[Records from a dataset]
PR #316, opened 2020-10-13
hashmap: switch default hashAlg to SHA2-256

rvagg:
I kind of want to see some performance numbers on this and am tempted to add back in Murmur as an optional but explain the reasons why you might choose one over the other. Jeromy said (regarding this switch that Filecoin made) that SHA2-256 was a bit faster than Murmur on the CPUs that Filecoin has been focusing on (which have SHA2 instructions). But for JavaScript, the delta could be quite large in the other direction but I just don't know. Certainly if you want a cryptographically secure HAMT then go SHA2-256 ... and maybe a secure default is something we should be shipping anyway because these kinds of choices are nuanced—hash collision attacks are a consistent feature of programs and runtimes and we don't seem to be getting better at identifying where they are likely to show up, maybe we do our users a favour by opting for secure by default.

### DIFF
--- a/data-structures/hashmap.md
+++ b/data-structures/hashmap.md
@@ -255,7 +255,7 @@ These defaults are descriptive rather than prescriptive. New implementations may
 
 ### `hashAlg`
 
-* The default supported hash algorithm for writing IPLD HashMaps is the x64 form of the 128-bit [MurmurHash3](https://github.com/aappleby/smhasher) (identified by the multihash name ['murmur3-128'](https://github.com/multiformats/multicodec/blob/master/table.csv)). Note the x86 form will produce different output so should not be confused with the x64 form. Additionally, [some JavaScript implementations](https://cimi.io/murmurhash3js-revisited/) do not correctly decompose UTF-8 strings into their constituent bytes for hashing so will not produce portable results.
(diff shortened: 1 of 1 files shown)


mvdan:
No strong opinion here, but I agree that we should be secure by default and drive this decision with benchmarks.

warpfork:
> maybe we do our users a favour by opting for secure by default.

:100: 

IMO DoS vectors are perfectly real threats, and especially so in data structures that are containing relatively "untrusted" user input... which is the case a decentralized data structure *always* finds itself in.  Using cryptographic hashes for the sharding is a very meaningful improvement to the stability of this structure, and we should do it -- if not always, then at least *absolutely* by default.

warpfork:
This seems like almost an auto-merge to me, reviewing this again today?

We kinda... [really don't like murmur](https://github.com/multiformats/go-multihash/issues/135), it turns out, and hadn't even specified _what that is_ particularly well when we looked at it again recently.  So I'm _extremely_ enthusiastic about removing it from this spec file in favor of _literally anything_.

I think we're also ending up with implementations parameterizing this pretty consistently, so the text about what's recommended here isn't especially load bearing and there just isn't a reason to be giving a massive amount of caution around change.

Task goal: Give only the lines from the one holding "-* The default" through the one holding "This seems like", each restated exactly as it appears above.

Exercise solution:
-* The default supported hash algorithm for writing IPLD HashMaps is the x64 form of the 128-bit [MurmurHash3](https://github.com/aappleby/smhasher) (identified by the multihash name ['murmur3-128'](https://github.com/multiformats/multicodec/blob/master/table.csv)). Note the x86 form will produce different output so should not be confused with the x64 form. Additionally, [some JavaScript implementations](https://cimi.io/murmurhash3js-revisited/) do not correctly decompose UTF-8 strings into their constituent bytes for hashing so will not produce portable results.
(diff shortened: 1 of 1 files shown)


mvdan:
No strong opinion here, but I agree that we should be secure by default and drive this decision with benchmarks.

warpfork:
> maybe we do our users a favour by opting for secure by default.

:100: 

IMO DoS vectors are perfectly real threats, and especially so in data structures that are containing relatively "untrusted" user input... which is the case a decentralized data structure *always* finds itself in.  Using cryptographic hashes for the sharding is a very meaningful improvement to the stability of this structure, and we should do it -- if not always, then at least *absolutely* by default.

warpfork:
This seems like almost an auto-merge to me, reviewing this again today?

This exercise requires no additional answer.